Итак, время дискурса есть результат совокупности приемов, которые обусловливают читательскую реакцию, равно как и время чтения.

Теперь можно вернуться к вопросу, которым мы задались по поводу Мандзони. Зачем ему понадобилось вставлять в текст [107] длинную историческую справку о «брави», хотя он заранее знал, что читатель все равно проскочит эти страницы? А затем, что даже на то, чтобы перелистать страницы, требуется определенное время, или, по крайней мере, у читателя все же остается впечатление, что он теряет какое-то время, хотя и экономит гораздо большее. Читатели сознают, что пропускают кусок текста (и, возможно, клянутся про себя, что потом обязательно его прочитают), и им нужно убедительно дать понять, что они пропускают страницы, содержащие важную информацию. Автор не просто доводит до читательского сведения, что факты, подобные тем, о которых он повествует, действительно имели место; он еще и дает понять, насколько прочно его частная история увязана с Историей. Если вы смогли это понять (даже и пропустив страницы, рассказывающие о «брави»), жест дона Абондио, оправляющего воротник, обретает куда больший драматизм.

Как может текст диктовать читателю скорость чтения? Это, пожалуй, проще понять, если обратиться к примерам из области архитектуры и живописи.

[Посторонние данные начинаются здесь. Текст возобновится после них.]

PR #949, opened 2023-11-13
8319971: [lworld+vector] Fallback implementation cleanups.

jatin-bhateja:
- Cleanup Unsafe APIs based fallback implementation.

Thanks,
Jatin


src/jdk.incubator.vector/share/classes/jdk/incubator/vector/Byte128Vector.java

[108] Принято считать, что существуют формы искусства, в которых длительность времени играет особую роль и где дискурсивное время совпадает с «временем чтения»: прежде всего это имеет место в музыке, а еще в кинематографии. В кинематографии время дискурса совсем не обязательно совпадает с фабульным, в музыке же все три времени абсолютно равнодлительны (если только не считать, что фабула — это смена музыкальных тем, а дискурс — их интерпретация; тогда сюжет возникает из вариаций или возврата к более ранним темам, как, например, у Вагнера). Эти временные виды искусства допускают лишь «время перечтения», поскольку зритель или слушатель может смотреть или слушать снова и снова — современные пластинки, пленки, компакт-диски и видеокассеты существенно облегчили этот процесс.

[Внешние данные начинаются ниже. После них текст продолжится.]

PR #952, opened 2023-11-14
8319972: [lworld+vector] Enable intrinsification of Unsafe.finishPrivateBuffer.

jatin-bhateja:
Re-enabling intrinsification of Unsafe.finishPrivateBuffer to fix performance degradation seen in Vector API JMH micro benchmarks. It's intrinsifation was disabled to fix incorrectness caused due to missing inductive InlineType Phi node in loops with Unsafe.put* operations. Since Unsafe.put* APIs returns a void hence JVM state is not altered and ciTypeFlow dataflow analysis does not encounter a inductive definition in the loop, due to this C2 parser misses creating an inductive phi node on
encountering [loop header block](https://github.com/openjdk/valhalla/blob/lworld%2Bvector/src/hotspot/share/opto/parse1.cpp#L696). 

In order to maintain IR compliance with ciTypeFlow analysis C2 should prevent scalarizing value object b/w make and finish private buffer calls.

New behavior of unsafe inline expanders
1) makePrivate: Receive InlineTypeNode input and return initialized buffer in larval state.
2) finishPrivateBuffer: Receive value object buffer input and return rematerialize InlineTypeNode in non-larval state.

This may result into creation of unbalanced phi node at control flow merges where one of the phi input may InlineTypeNode and other is a buffer of compatible value type, but the IR still remains valid.

In addition compiler is now preventing elimination of allocation in larval state.

Validation Status:-
  - All the VectorAPI and Valhalla JTREG tests are now passing at various AVX level with / wo -XX:+DoptimizeALot.

Best Regards,
Jatin

---------
### Progress

### Issue
 * [JDK-8319972](https://bugs.openjdk.org/browse/JDK-8319972): [lworld+vector] Enable intrinsification of Unsafe.finishPrivateBuffer. (**Enhancement** - P4)

### Reviewers

### Reviewing

Checkout this PR locally: \
`$ git fetch https://git.openjdk.org/valhalla.git pull/952/head:pull/952` \
`$ git checkout pull/952`

`$ git checkout pull/952` \
`$ git pull https://git.openjdk.org/valhalla.git pull/952/head`

</details>

Checkout this PR locally: \
`$ git pr checkout 952`

`$ git pr show -t 952`

</details>

<a href="https://git.openjdk.org/valhalla/pull/952.diff">https://git.openjdk.org/valhalla/pull/952.diff</a>

</details>

### Webrev
[Link to Webrev Comment](https://git.openjdk.org/valhalla/pull/952#issuecomment-1810416359)

### DIFF
--- a/src/hotspot/share/opto/graphKit.cpp
+++ b/src/hotspot/share/opto/graphKit.cpp
@@ -54,6 +54,7 @@
 #include "utilities/bitMap.inline.hpp"
 #include "utilities/powerOfTwo.hpp"
 #include "utilities/growableArray.hpp"
+#include "classfile/vmSymbols.hpp"
 
 //----------------------------GraphKit-----------------------------------------
 // Main utility constructor.
@@ -1956,6 +1957,15 @@ Node* GraphKit::set_results_for_java_call(CallJavaNode* call, bool separate_io_p
       if (type->is_inlinetypeptr()) {
         ret = InlineTypeNode::make_from_oop(this, ret, type->inline_klass(), type->inline_klass()->is_null_free());
       }
+      Node* receiver = !call->method()->is_static() ? call->in(TypeFunc::Parms) : nullptr;
+      if (ret->is_InlineType() &&
+          receiver && receiver->bottom_type()->isa_instptr() &&
+          receiver->bottom_type()->is_instptr()->instance_klass()->name()->get_symbol() == vmSymbols::jdk_internal_misc_Unsafe() &&
+          call->method()->name()->get_symbol() == vmSymbols::makePrivateBuffer_name()) {
+        // Re-buffer scalarized InlineTypeNodes returned from makePrivateBuffer
+        // and transition the allocation into larval state.
+        ret = ret->as_InlineType()->make_larval(this);
+      }
     }
   }
 
@@ -3416,7 +3426,7 @@ Node* GraphKit::gen_checkcast(Node *obj, Node* superklass, Node* *failure_contro
           assert(safe_for_replace, "must be");
           obj = null_check(obj);
         }
-        assert(stopped() || !toop->is_inlinetypeptr() || obj->is_InlineType(), "should have been scalarized");
+        assert(stopped() || !toop->is_inlinetypeptr() || obj->is_InlineType() || obj->bottom_type()->is_inlinetypeptr(), "should have been scalarized");
         return obj;
       case Compile::SSC_always_false:
         if (null_free) {
--- a/src/hotspot/share/opto/graphKit.cpp
+++ b/src/hotspot/share/opto/graphKit.cpp
@@ -1864,7 +1864,6 @@ void GraphKit::set_arguments_for_java_call(CallJavaNode* call, bool is_late_inli
     if (t->is_inlinetypeptr() && !call->method()->get_Method()->mismatch() && call->method()->is_scalarized_arg(arg_num)) {
       // We don't pass inline type arguments by reference but instead pass each field of the inline type
       if (!arg->is_InlineType()) {
-        assert(_gvn.type(arg)->is_zero_type() && !t->inline_klass()->is_null_free(), "Unexpected argument type");
         arg = InlineTypeNode::make_from_oop(this, arg, t->inline_klass(), t->inline_klass()->is_null_free());
       }
       InlineTypeNode* vt = arg->as_InlineType();
--- a/src/hotspot/share/opto/inlinetypenode.cpp
+++ b/src/hotspot/share/opto/inlinetypenode.cpp
@@ -797,7 +797,7 @@ Node* InlineTypeNode::Ideal(PhaseGVN* phase, bool can_reshape) {
       // but later decide to inline the call after the callee code also triggered allocation.
       for (DUIterator_Fast imax, i = fast_outs(imax); i < imax; i++) {
         AllocateNode* alloc = fast_out(i)->isa_Allocate();
-        if (alloc != nullptr && alloc->in(AllocateNode::InlineType) == this && !alloc->_is_scalar_replaceable) {
+        if (alloc != nullptr && alloc->in(AllocateNode::InlineType) == this && !alloc->_is_scalar_replaceable && !alloc->_larval) {
           // Found a re-allocation
           Node* res = alloc->result_cast();
           if (res != nullptr && res->is_CheckCastPP()) {
@@ -1009,34 +1009,22 @@ InlineTypeNode* InlineTypeNode::make_from_multi(GraphKit* kit, MultiNode* multi,
   return kit->gvn().transform(vt)->as_InlineType();
 }
 
-InlineTypeNode* InlineTypeNode::make_larval(GraphKit* kit, bool allocate) const {
+Node* InlineTypeNode::make_larval(GraphKit* kit) const {
   ciInlineKlass* vk = inline_klass();
-  InlineTypeNode* res = make_uninitialized(kit->gvn(), vk);
-  for (uint i = 1; i < req(); ++i) {
-    res->set_req(i, in(i));
-  }
 
-  if (allocate) {
-    // Re-execute if buffering triggers deoptimization
-    PreserveReexecuteState preexecs(kit);
-    kit->jvms()->set_should_reexecute(true);
-    Node* klass_node = kit->makecon(TypeKlassPtr::make(vk));
-    Node* alloc_oop  = kit->new_instance(klass_node, nullptr, nullptr, true);
-    AllocateNode* alloc = AllocateNode::Ideal_allocation(alloc_oop);
-    alloc->_larval = true;
+  // Re-execute if buffering triggers deoptimization
+  PreserveReexecuteState preexecs(kit);
+  kit->jvms()->set_should_reexecute(true);
+  Node* klass_node = kit->makecon(TypeKlassPtr::make(vk));
+  Node* alloc_oop  = kit->new_instance(klass_node, nullptr, nullptr, true);
+  AllocateNode* alloc = AllocateNode::Ideal_allocation(alloc_oop);
+  alloc->_larval = true;
 
-    store(kit, alloc_oop, alloc_oop, vk);
-    res->set_oop(alloc_oop);
-  }
-  // TODO 8239003
-  //res->set_type(TypeInlineType::make(vk, true));
-  res = kit->gvn().transform(res)->as_InlineType();
-  assert(!allocate || res->is_allocated(&kit->gvn()), "must be allocated");
-  return res;
+  store(kit, alloc_oop, alloc_oop, vk);
+  return alloc_oop;
 }
 
-InlineTypeNode* InlineTypeNode::finish_larval(GraphKit* kit) const {
-  Node* obj = get_oop();
+InlineTypeNode* InlineTypeNode::finish_larval(GraphKit* kit, Node* obj, const TypeInstPtr* vk) {
   Node* mark_addr = kit->basic_plus_adr(obj, oopDesc::mark_offset_in_bytes());
   Node* mark = kit->make_load(nullptr, mark_addr, TypeX_X, TypeX_X->basic_type(), MemNode::unordered);
   mark = kit->gvn().transform(new AndXNode(mark, kit->MakeConX(~markWord::larval_bit_in_place)));
@@ -1048,15 +1036,7 @@ InlineTypeNode* InlineTypeNode::finish_larval(GraphKit* kit) const {
   assert(alloc != nullptr, "must have an allocation node");
   kit->insert_mem_bar(Op_MemBarStoreStore, alloc->proj_out_or_null(AllocateNode::RawAddress));
 
-  ciInlineKlass* vk = inline_klass();
-  InlineTypeNode* res = make_uninitialized(kit->gvn(), vk);
-  for (uint i = 1; i < req(); ++i) {
-    res->set_req(i, in(i));
-  }
-  // TODO 8239003
-  //res->set_type(TypeInlineType::make(vk, false));
-  res = kit->gvn().transform(res)->as_InlineType();
-  return res;
+  return InlineTypeNode::make_from_oop(kit, obj, vk->inline_klass(), !vk->maybe_null());
 }
 
 bool InlineTypeNode::is_larval(PhaseGVN* gvn) const {
@@ -1281,7 +1261,7 @@ void InlineTypeNode::remove_redundant_allocations(PhaseIdealLoop* phase) {
   // will be removed anyway and changing the memory chain will confuse other optimizations.
   for (DUIterator_Fast imax, i = fast_outs(imax); i < imax; i++) {
     AllocateNode* alloc = fast_out(i)->isa_Allocate();
-    if (alloc != nullptr && alloc->in(AllocateNode::InlineType) == this && !alloc->_is_scalar_replaceable) {
+    if (alloc != nullptr && alloc->in(AllocateNode::InlineType) == this && !alloc->_is_scalar_replaceable && !alloc->_larval) {
       Node* res = alloc->result_cast();
       if (res == nullptr || !res->is_CheckCastPP()) {
         break; // No unique CheckCastPP
--- a/src/hotspot/share/opto/library_call.cpp
+++ b/src/hotspot/share/opto/library_call.cpp
@@ -2627,10 +2627,11 @@ bool LibraryCallKit::inline_unsafe_access(bool is_store, const BasicType type, c
     }
   }
 
-  if (argument(1)->is_InlineType() && is_store) {
-    InlineTypeNode* value = InlineTypeNode::make_from_oop(this, base, _gvn.type(argument(1))->inline_klass());
-    value = value->make_larval(this, false);
-    replace_in_map(argument(1), value);
+  if (_gvn.type(base)->is_inlinetypeptr() && is_store) {
+    AllocateNode* alloc = AllocateNode::Ideal_allocation(base);
+    if (alloc != nullptr) {
+      assert(alloc->_larval, "InlineType instance must be in _larval state for unsafe put operation.\n");
+    }
   }
 
   return true;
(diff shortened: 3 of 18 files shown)


src/hotspot/share/opto/library_call.cpp
```diff
@@ -2627,10 +2627,11 @@ bool LibraryCallKit::inline_unsafe_access(bool is_store, const BasicType type, c
...
 
-  if (argument(1)->is_InlineType() && is_store) {
-    InlineTypeNode* value = InlineTypeNode::make_from_oop(this, base, _gvn.type(argument(1))->inline_klass());
-    value = value->make_larval(this, false);
-    replace_in_map(argument(1), value);
+  if (_gvn.type(base)->is_inlinetypeptr() && is_store) {
+    AllocateNode* alloc = AllocateNode::Ideal_allocation(base);
+    if (alloc != nullptr) {
+      assert(alloc->_larval, "InlineType instance must be in _larval state for unsafe put operation.\n");
+    }
```
XiaohongGong, line 2634: Can we move this check after line2397 (https://github.com/openjdk/valhalla/blob/lworld%2Bvector/src/hotspot/share/opto/library_call.cpp#L2397), and remove the same assertion between line2351-2359 (https://github.com/openjdk/valhalla/blob/lworld%2Bvector/src/hotspot/share/opto/library_call.cpp#L2351) ?

XiaohongGong:
Nice job @jatin-bhateja! Verified on NEON with `-XX:+DeoptimizeALot`! 

But I still have some questions that I don't understand very well, together with the reason that you disabled the intrinsify to `finishPrivateBuffer` before.
1. Here is what I pasted from the previous PR:
> Disable inline expansion of Unsafe.finishPrivateBuffer. This is fixing the incorrectness problems seen with masked operations loop e.g.
vt = newPayload();
vt = Unsafe.makePrivateBuffer(vt);
for (int i = 0; i < Double128.length; i++) {
     if (mask[i]) {
          Unsafe.putDouble(vt, apply(src[i]));
     }
}
Unsafe.putDouble() modifies memory state of an InlineTypeNode by storing a new value in payload buffer, it also re-materializes InlineTypeNode from modified memory state. This causes incorrectness if second mask value is false as entire payload is overwritten with default value and earlier lane updates are over-written. In order to be safe, disabling intrinsification of finishPrivateBuffer if incoming argument node is of VectorPayload* type, so that it always receive updated buffer argument.

You mean this causes incorrectness if second mask value is false because the entire payload is overwritten with default value. Do you mean it is optimized to the default value? But if not all its fields are `0`, how this happen? And I cannot see the direct relationship with intrinsifying of `finishPrivateBuffer`. Could you please clarify more?

2. In this PR, I understand the main fixing is avoiding the scalarization of `InlineType` buffer if it is in larval state, right? I guess this is the main cause of the jtreg regression with `-XX:+DeoptimizeALot`? But I still cannot understand the direct relationship with intrinsifying of `finishPrivateBuffer`. Do you mean with the elimination of scalarization for larval state buffer, the above issue in point 1 is gone?

Going through with this PR now. I still need time learning it. 

Thanks,
Xiaohong

src/hotspot/share/opto/inlinetypenode.cpp
```diff
@@ -1009,34 +1009,22 @@ InlineTypeNode* InlineTypeNode::make_from_multi(GraphKit* kit, MultiNode* multi,
...
-    store(kit, alloc_oop, alloc_oop, vk);
-    res->set_oop(alloc_oop);
-  }
-  // TODO 8239003
-  //res->set_type(TypeInlineType::make(vk, true));
-  res = kit->gvn().transform(res)->as_InlineType();
-  assert(!allocate || res->is_allocated(&kit->gvn()), "must be allocated");
-  return res;
+  store(kit, alloc_oop, alloc_oop, vk);
+  return alloc_oop;
```
XiaohongGong, line 1024: Why not setting the oop to allocated buffer and return the `InlineTypeNode` ? We may have optimizations for Unsafe access for `InlineTypeNode` input.

XiaohongGong:
I see the new IR framework check failures in test `compiler/valhalla/inlinetypes/TestIntrinsics.java` with this PR on NEON. 
See the log below:
```
One or more @IR rules failed:

Failed IR Rules (1) of Methods (1)
----------------------------------
1) Method "public void compiler.valhalla.inlinetypes.TestIntrinsics.test22(compiler.valhalla.inlinetypes.MyValue1)" - [Failed IR rules: 1]:
   * @IR rule 1: "@compiler.lib.ir_framework.IR(phase={DEFAULT}, applyIfCPUFeatureAnd={}, applyIf={}, applyIfCPUFeatureOr={}, applyIfCPUFeature={}, counts={}, failOn={"_#CALL_UNSAFE#I_", "_#ALLOC#I_"}, applyIfAnd={}, applyIfOr={}, applyIfNot={})"
     > Phase "PrintOptoAssembly":
       - failOn: Graph contains forbidden nodes:
         * Constraint 2: "(.*precise compiler/valhalla/inlinetypes/MyValue.*\R(.*(?i:mov|xorl|nop|spill).*\R)*.*_new_instance_Java)"
           - Matched forbidden node:
             * 618 +   mov  R1, precise compiler/valhalla/inlinetypes/MyValue1: 0x0000ffff3c5ce718 (compiler/valhalla/inlinetypes/MyInterface):Constant:exact * # ptr
               624     mov R2, #1       # int
               628     call,static 0x0000ffff8bddf240   // ==>  wrapper for: _new_instance_Java

>>> Check stdout for compilation output of the failed methods
```

src/hotspot/share/opto/graphKit.cpp
```diff
@@ -1956,6 +1957,15 @@ Node* GraphKit::set_results_for_java_call(CallJavaNode* call, bool separate_io_p
...
       }
+      Node* receiver = !call->method()->is_static() ? call->in(TypeFunc::Parms) : nullptr;
+      if (ret->is_InlineType() &&
+          receiver && receiver->bottom_type()->isa_instptr() &&
+          receiver->bottom_type()->is_instptr()->instance_klass()->name()->get_symbol() == vmSymbols::jdk_internal_misc_Unsafe() &&
+          call->method()->name()->get_symbol() == vmSymbols::makePrivateBuffer_name()) {
+        // Re-buffer scalarized InlineTypeNodes returned from makePrivateBuffer
+        // and transition the allocation into larval state.
+        ret = ret->as_InlineType()->make_larval(this);
+      }
```
XiaohongGong, line 1967: As my understanding, the expected behavior is compiler should guarantee the returned `InlineTypeNode` has a larval state buffer after calling `makePrivateBuffer()`, right? Why do we still need this here?

src/hotspot/share/opto/library_call.cpp
```diff
@@ -2648,31 +2649,35 @@ bool LibraryCallKit::inline_unsafe_make_private_buffer() {
...
-  InlineTypeNode* vt = buffer->as_InlineType();
-  if (!vt->is_allocated(&_gvn) || VectorSupport::is_vector_payload_mf(vt->inline_klass()->get_InlineKlass())) {
-    return false;
+  // Incoming value should be inline type.
+  if (!buffer->bottom_type()->is_inlinetypeptr()) {
+     return false;
   }
-  // TODO 8239003 Why is this needed?
-  if (AllocateNode::Ideal_allocation(vt->get_oop()) == nullptr) {
+  const TypeInstPtr* ptr = buffer->bottom_type()->isa_instptr();
```
XiaohongGong, line 2667: Please move this before line-2680.

src/hotspot/share/opto/macro.cpp
```diff
@@ -958,7 +958,10 @@ bool PhaseMacroExpand::scalar_replacement(AllocateNode *alloc, GrowableArray <Sa
   if (res != nullptr) { // Could be null when there are no users
     res_type = _igvn.type(res)->isa_oopptr();
   }
-
+  // Bufferes in larval state should not be scalarized.
+  if (alloc->_larval) {
+    return false;
+  }
```
XiaohongGong, line 964: Does it need to also add such checks in `InlineTypeNode::make_scalar_in_safepoints` ?

XiaohongGong:
Do you think it's better to push the main changes (I mean the elimination scalarization of larval state buffer) to `lworld` branch, which may get more reviews from other people?

src/hotspot/share/opto/inlinetypenode.cpp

Пространственные же виды искусства, такие как живопись и архитектура, на первый взгляд, напротив, никак не связаны со временем. Они, разумеется, могут являть материальные свидетельства физического старения (тем самым они рассказывают [109] нам о своей истории), но чтобы ими насладиться, казалось бы, не требуется времени. Впрочем, в любом произведении художника, скульптора или зодчего заложено время осмотра. В любую скульптуру или постройку заключено минимальное время, необходимое для их разглядывания, — длительность его определяется сложностью их структуры. На осмотр Шартрского собора можно затратить целый год, так в итоге и не постигнув всего многообразия скульптурных и архитектурных деталей. Библиотека Бейнеке в Йеле с ее четырьмя одинаковыми стенами и симметричными окнами требует меньше времени для осмотра, чем Шартрский собор. Сложный архитектурный декор как бы навязывает себя зрителям, поскольку чем больше в нем деталей, тем дольше их разглядывают. Некоторые живописные произведения рассчитаны на многократное рассматривание. Возьмем одну из картин Джексона Поллока: на первый взгляд перед нами полотно, которое достаточно осмотреть самым поверхностным образом (при этом зрителю доступен лишь простейший план), однако при дальнейшем рассматривании [110] выясняется, что полотно, по сути, следует воспринимать как фиксацию следов процесса его создания, и — как это бывает в лесах и в лабиринтах — довольно трудно решить, какая дорога является основной, откуда начать, в какую сторону пойти, чтобы найти закрепленные следы действия, результата размазывания краски.

В художественной литературе зачастую трудно определить продолжительность времени дискурса и чтения; однако нет никакого сомнения в том, что растянутые описания и россыпи малозначительных деталей — это зачастую не стилистические приемы, а способы замедлить время чтения, постепенно задать читателю ритм, который автор считает необходимым для полноценного восприятия текста.